Earlier this week, my husband and I arrived at Singapore's Changi Airport as we began a trip that will include visits to Kuala Lumpur, Penang and the beaches and jungles of Langkawi. As first time visitors to Singapore, neither of us knew what to expect.
Of course we had done research: DVRing Anthony Bourdain's The Layover Singapore episode, buying a Lonely Planet book and picking the brains of my parents, who recently traveled here. One of my favorite things about traveling -- second only to guessing where other tourists are from -- is seeing how much expectations match the reality of the place. In spite of all the information, there are always little surprises in store, things you just don't know until you go.
I knew there was lots of shopping but expected it to be mostly high street brands and massive luxury houses like Prada, Louis Vuitton and Chanel. What we weren't prepared for and were pleasantly surprised by were the less obvious boutiques. We wandered into a glass box Comme des Garcons Play store that carried the line's ubiquitous heart tee, perfume and wallets as well as myriad styles I'd never seen before. Across the street was a Tsumori Chisato boutique, a Japanese designer whose whimsical pieces that can be hard to find in New York.
And to cap it all off they've got Coffee Bean & Tea Leaf. Starbucks I expected, but New York only got its first CBTL outpost a couple of months ago.
The main shopping area, Orchard Road, offers more than just opportunity revamp your wardrobe. It's a bustling, air-conditioned center of activity. The 600,000-square-foot ION Orchard is the grandest shopping mall, home to some 400 shops and restaurants since its 2009 opening. The food court was unlike any I've ever seen: dim sum, Indian rotis, sushi, ramen, Malayan "hawker food" and so much more all side by side in the gleaming basement area.
Our hotel, the Valley Wing of Shangri-La Singapore was just off of Orchard Road, a five-minute walk from the action. The most luxurious of the three wings at Shangri-La Singapore, the lobby of the Valley Wing is covered in white orchids and hung with silk murals and crystal chandeliers. The service is impeccable and guests are treated to complimentary champagne and high tea. We sat and enjoyed Moët and finger sandwiches one afternoon while it poured outside -- our teatime coincided perfectly with a three o'clock thunderstorm.
The hotel had a strong sense of place, not unlike The Raffles Hotel, a historic property founded in the late 1800s. Tourists come here for the Singapore Slings, but the museum is just as appealing as the bar. Featuring photos, letters and memorabilia from the heady days of late empire travel, the museum includes correspondence from Somerset Maugham and other characters. It makes for a fun look into a past that seems worlds away from the Singapore of today.

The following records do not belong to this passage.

PR #2770, opened 2023-03-30
fix(lights): do not add duplicate lights

psavery:
In trame-vtk, we have a call to [add a light](https://github.com/Kitware/trame-vtk/blob/e2c09edfbfc28ce57959174d72e1eaa6527d4f86/trame_vtk/modules/vtk/serializers/render_windows.py#L48-L50).

Sometimes, this would be triggered multiple times, like if the user toggled
local view on/off.

It doesn't really make sense to add the same light twice (you can just modify
the intensity instead). So, similar to [the view prop check](https://github.com/Kitware/vtk-js/blob/24d26e040e3454f61b882ab7d95982d084f03a9d/Sources/Rendering/Core/Viewport/index.js#L19-L25),
add a check to prevent the same light from being added twice.

### PR and Code Checklist

### DIFF
--- a/Sources/Rendering/Core/Renderer/index.js
+++ b/Sources/Rendering/Core/Renderer/index.js
@@ -181,11 +181,10 @@ function vtkRenderer(publicAPI, model) {
     publicAPI.modified();
   };
 
-  publicAPI.hasLight = (light) =>
-    !!model.lights.filter((item) => item === light).length;
+  publicAPI.hasLight = (light) => model.lights.includes(light);
   publicAPI.addLight = (light) => {
     if (light && !publicAPI.hasLight(light)) {
-      model.lights = model.lights.concat(light);
+      model.lights.push(light);
       publicAPI.modified();
     }
   };
--- a/Sources/Rendering/Core/Renderer/index.js
+++ b/Sources/Rendering/Core/Renderer/index.js
@@ -181,9 +181,13 @@ function vtkRenderer(publicAPI, model) {
     publicAPI.modified();
   };
 
+  publicAPI.hasLight = (light) =>
+    !!model.lights.filter((item) => item === light).length;
   publicAPI.addLight = (light) => {
-    model.lights = [].concat(model.lights, light);
-    publicAPI.modified();
+    if (light && !publicAPI.hasLight(light)) {
+      model.lights = model.lights.concat(light);
+      publicAPI.modified();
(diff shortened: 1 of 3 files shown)


Sources/Rendering/Core/Renderer/index.js
```diff
@@ -181,9 +181,13 @@ function vtkRenderer(publicAPI, model) {
     publicAPI.modified();
   };
 
+  publicAPI.hasLight = (light) =>
+    !!model.lights.filter((item) => item === light).length;
```
floryst, line 185: This can be written as `model.lights.includes(light)`.

Sources/Rendering/Core/Renderer/index.js
```diff
@@ -181,9 +181,13 @@ function vtkRenderer(publicAPI, model) {
...
   publicAPI.addLight = (light) => {
-    model.lights = [].concat(model.lights, light);
-    publicAPI.modified();
+    if (light && !publicAPI.hasLight(light)) {
+      model.lights = model.lights.concat(light);
```
floryst, line 188: `model.lights.push(light)` is more succinct.

Sources/Rendering/Core/Renderer/index.js
psavery: Cool. I was copying this from the [the view prop one](https://github.com/Kitware/vtk-js/blob/24d26e040e3454f61b882ab7d95982d084f03a9d/Sources/Rendering/Core/Viewport/index.js#L19-L25). Should I change that one too?

floryst: Yeah sure, that'll be good to simplify as well.

psavery: Done.

Sources/Rendering/Core/Renderer/index.js
psavery: Done.

psavery:
> I'm surprised this wasn't the case for addLight, so thanks!
> 
> Since you are adding a `vtkRenderer.hasLight()` method, it'll be great if you can add the method signature to the types [here](https://github.com/Kitware/vtk-js/blob/master/Sources/Rendering/Core/Renderer/index.d.ts#L66-L70).

Done!

jourdain (approved):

The much-touted hawker stalls are a pretty amazing sight to see and the dim sum and chicken satays I had were good -- but the culinary standout of my short stay in Singapore was the Indian food! From fish head curries to buttery naan and mutton mysore, a dry rubbed dish that I'd never seen before, it was seriously the best Indian I've ever had, not a designation I take at all lightly.